Torture, Killing, Children Shot – and How the US Tried to Keep it All Quiet




So now we begin to know the full extent of what Tony Blair called the blood price. A detainee tortured with live electrical wires here, children shot by US troops at a checkpoint there, insurgents using children to carry out suicide bombings somewhere else; on and on, through 391,832 documents. At the Pentagon, these messages were the day-to-day commonplaces of staff inboxes; for Iraqis, they detail, in the emotionless jargon of the US military, nothing less than the hacking open of a nation's veins.
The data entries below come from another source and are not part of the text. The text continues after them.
PR #2965, opened 2026-04-02
Refetch Sync dialog on focus and add spinner

nightnei:
## Related issues

- Fixes STU-1507

## How AI was used in this PR
AI assisted me, but the implementation is mine. 

## Proposed Changes

1. The use case is - user opens Sync dialog, realizes that they need to connect Jetpack in Pressable, so they keep the dialog open and move to the browser to connect Jetpack to their site on Pressable. Then they return to Studio, don't see the just-connected site, and they restart Studio.

The solution - we need to refetch sites on the focus event, if the Sync dialog is opened in Studio.

2. Right now, when we reopen the Sync dialog - we take data from cache and start refetching, but we don't communicate that we are refetching them. That's why when a user reopens the Sync dialog, we have a flash of content after a few seconds. I had a case where I was selecting a site and ended up choosing the wrong one because of a flash of content.

The solution - we should communicate in UI that we are refetching sites.

## Testing Instructions
1. Opean Sync dialog and assert that you see `Loading sites`<br />Screenshot 2026-04-02 at 17 36 51
2. Close the dialog and open again
3. Assert that you see sites rendered from cache, but covered with blurred "Refreshing sites" spinner<br />Screenshot 2026-04-02 at 17 38 32
4. Leave Studio and focus on another app on your laptop
5. Comeback and focus on Studio again
6. Assert that you see "Refreshing sites" spinner<br />Screenshot 2026-04-02 at 17 38 32

### DIFF
--- a/apps/studio/src/modules/add-site/components/pull-remote-site.tsx
+++ b/apps/studio/src/modules/add-site/components/pull-remote-site.tsx
@@ -139,7 +139,9 @@ export function PullRemoteSite( {
 	const {
 		data: syncSites = [],
 		isLoading,
+		isFetching,
 		isSuccess,
+		refetch: refetchWpComSites,
 	} = useGetWpComSitesQuery(
 		{
 			userId: user?.id,
@@ -167,9 +169,11 @@ export function PullRemoteSite( {
 					) : (
 						<SitesListContent
 							isLoading={ isLoading }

Today, seven and a half years on from the order to invade, the largest leak in history has shown, far more than has been hitherto known, just what was unleashed by that declaration of war. The Iraqi security services tortured hundreds, and the US military watched, noted and emailed, but rarely intervened. A US helicopter gunship crew were ordered to shoot insurgents trying to surrender. A doctor sold al-Qa'ida a list of female patients with learning difficulties so they could be duped into being suicide bombers. A private US company, which made millions of dollars from the outsourcing of security duties, killed civilians. And the Americans, who have always claimed never to count civilian deaths, were in fact secretly logging them. At a conservative estimate, the new documents add at least 15,000 to the war's death toll.